**RECORDS**
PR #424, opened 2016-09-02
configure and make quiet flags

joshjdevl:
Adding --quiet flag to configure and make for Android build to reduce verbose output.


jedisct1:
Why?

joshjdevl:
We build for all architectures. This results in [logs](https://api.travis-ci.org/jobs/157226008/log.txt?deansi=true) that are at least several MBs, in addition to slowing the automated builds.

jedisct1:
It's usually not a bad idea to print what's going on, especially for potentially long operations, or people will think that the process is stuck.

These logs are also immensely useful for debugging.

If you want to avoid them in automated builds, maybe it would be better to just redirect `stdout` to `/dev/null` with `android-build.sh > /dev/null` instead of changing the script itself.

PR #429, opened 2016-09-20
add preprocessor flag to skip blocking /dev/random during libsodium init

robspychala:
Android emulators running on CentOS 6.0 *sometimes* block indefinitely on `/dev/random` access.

**WHAT YOU WILL DO**
Would you please write out the entries again exactly?

**EXERCISE OUTPUT**
PR #424, opened 2016-09-02
configure and make quiet flags

joshjdevl:
Adding --quiet flag to configure and make for Android build to reduce verbose output.


jedisct1:
Why?

joshjdevl:
We build for all architectures. This results in [logs](https://api.travis-ci.org/jobs/157226008/log.txt?deansi=true) that are at least several MBs, in addition to slowing the automated builds.

jedisct1:
It's usually not a bad idea to print what's going on, especially for potentially long operations, or people will think that the process is stuck.

These logs are also immensely useful for debugging.

If you want to avoid them in automated builds, maybe it would be better to just redirect `stdout` to `/dev/null` with `android-build.sh > /dev/null` instead of changing the script itself.

PR #429, opened 2016-09-20
add preprocessor flag to skip blocking /dev/random during libsodium init

robspychala:
Android emulators running on CentOS 6.0 *sometimes* block indefinitely on `/dev/random` access.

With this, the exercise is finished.